PR #255, opened 2024-06-26
Include slurm files in failed job check

ljgray:
Normally, the full log output is written to the `jobout.log` file. Occasionally, when a job fails because it reaches its time limit, the slurm message ("Job cancelled due to timeout") gets written to the slurm output file instead. Annoyingly, this doesn't seem to happen consistently. 

This change will check both the standard jobout file *and* the slurm output file.

Also, ensure that recent days are checked first in the `update_files` method of the daily processing. *NOTE*: this will have to be deployed if `auto-copy-to-online` script is removed @ketiltrout

### DIFF
--- a/ch_pipeline/processing/base.py
+++ b/ch_pipeline/processing/base.py
@@ -625,25 +625,32 @@ def classify_failed(
     failed = {k: [] for k in list(patterns.keys())}
 
     for tag in tags:
-        file = Path(dir) / tag / "job" / "jobout.log"
-        if not file.is_file():
-            continue
-        # Get the end of the file. Assume an average of 100 characters
-        # per line.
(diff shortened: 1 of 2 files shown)


ketiltrout (approved):
I _would_ like to move to a model where the daily pipeline is responsible for pulling new data online, but it doesn't have to be done immediately.  Would be necessary on the time scales of getting `cfm` working.

ljgray:
> I _would_ like to move to a model where the daily pipeline is responsible for pulling new data online, but it doesn't have to be done immediately. Would be necessary on the time scales of getting `cfm` working.

Ok. Whenever we want to deploy it I can just update the pipeline module on Cedar, which won't actually affect the rev_08 venv anyway.

PR #264, opened 2024-07-31
build: Change build to use pyproject

ketiltrout:
There was a `cython` requirement here which I've removed: there's no cython code in `ch_pipeline` and it appears to have been added here to help `cora` run its build system, which isn't the right way to do it.


.github/workflows/main.yml
```diff
@@ -30,28 +30,25 @@ jobs:
...
-        pip install cython
-        pip install --use-deprecated=legacy-resolver -r requirements.txt --no-binary bitshuffle
-        pip install --use-deprecated=legacy-resolver -r doc/requirements.txt --no-binary bitshuffle
-
     - name: Install ch_pipeline
-      run: pip install -e .
+      run: pip install -e . --no-binary bitshuffle
+
+    - name: Install sphinx
+      run: pip install -r doc/requirements.txt --no-binary bitshuffle
```
ljgray, line 51: Could be moved to docs section in optional-dependencies

ljgray (approved):

PR #231, opened 2024-01-17
Ruff linting

ljgray:
Adding ruff linting here. See https://github.com/radiocosmology/draco/pull/243

PR #266, opened 2024-08-02
fix: Use ch_ephem directly

ketiltrout:
This also resolves the use of a number of private symbols formerly imported from `ch_util.tools` which have been deleted from there.


ljgray:
@ketiltrout #231 is failing because of the missing symbols added here. I propose we merge this PR, rebase #231 with these fixes, then fix up any lingering ruff issues that show up.

ketiltrout:
That makes sense

ljgray (approved):

ljgray (approved):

◆ **TASK PROMPT**
Repeat each line above exactly as it stands.

◆ **RESPONSE FOR THIS EXERCISE**
PR #255, opened 2024-06-26
Include slurm files in failed job check

ljgray:
Normally, the full log output is written to the `jobout.log` file. Occasionally, when a job fails because it reaches its time limit, the slurm message ("Job cancelled due to timeout") gets written to the slurm output file instead. Annoyingly, this doesn't seem to happen consistently. 

This change will check both the standard jobout file *and* the slurm output file.

Also, ensure that recent days are checked first in the `update_files` method of the daily processing. *NOTE*: this will have to be deployed if `auto-copy-to-online` script is removed @ketiltrout

### DIFF
--- a/ch_pipeline/processing/base.py
+++ b/ch_pipeline/processing/base.py
@@ -625,25 +625,32 @@ def classify_failed(
     failed = {k: [] for k in list(patterns.keys())}
 
     for tag in tags:
-        file = Path(dir) / tag / "job" / "jobout.log"
-        if not file.is_file():
-            continue
-        # Get the end of the file. Assume an average of 100 characters
-        # per line.
(diff shortened: 1 of 2 files shown)


ketiltrout (approved):
I _would_ like to move to a model where the daily pipeline is responsible for pulling new data online, but it doesn't have to be done immediately.  Would be necessary on the time scales of getting `cfm` working.

ljgray:
> I _would_ like to move to a model where the daily pipeline is responsible for pulling new data online, but it doesn't have to be done immediately. Would be necessary on the time scales of getting `cfm` working.

Ok. Whenever we want to deploy it I can just update the pipeline module on Cedar, which won't actually affect the rev_08 venv anyway.

PR #264, opened 2024-07-31
build: Change build to use pyproject

ketiltrout:
There was a `cython` requirement here which I've removed: there's no cython code in `ch_pipeline` and it appears to have been added here to help `cora` run its build system, which isn't the right way to do it.


.github/workflows/main.yml
```diff
@@ -30,28 +30,25 @@ jobs:
...
-        pip install cython
-        pip install --use-deprecated=legacy-resolver -r requirements.txt --no-binary bitshuffle
-        pip install --use-deprecated=legacy-resolver -r doc/requirements.txt --no-binary bitshuffle
-
     - name: Install ch_pipeline
-      run: pip install -e .
+      run: pip install -e . --no-binary bitshuffle
+
+    - name: Install sphinx
+      run: pip install -r doc/requirements.txt --no-binary bitshuffle
```
ljgray, line 51: Could be moved to docs section in optional-dependencies

ljgray (approved):

PR #231, opened 2024-01-17
Ruff linting

ljgray:
Adding ruff linting here. See https://github.com/radiocosmology/draco/pull/243

PR #266, opened 2024-08-02
fix: Use ch_ephem directly

ketiltrout:
This also resolves the use of a number of private symbols formerly imported from `ch_util.tools` which have been deleted from there.


ljgray:
@ketiltrout #231 is failing because of the missing symbols added here. I propose we merge this PR, rebase #231 with these fixes, then fix up any lingering ruff issues that show up.

ketiltrout:
That makes sense

ljgray (approved):

ljgray (approved):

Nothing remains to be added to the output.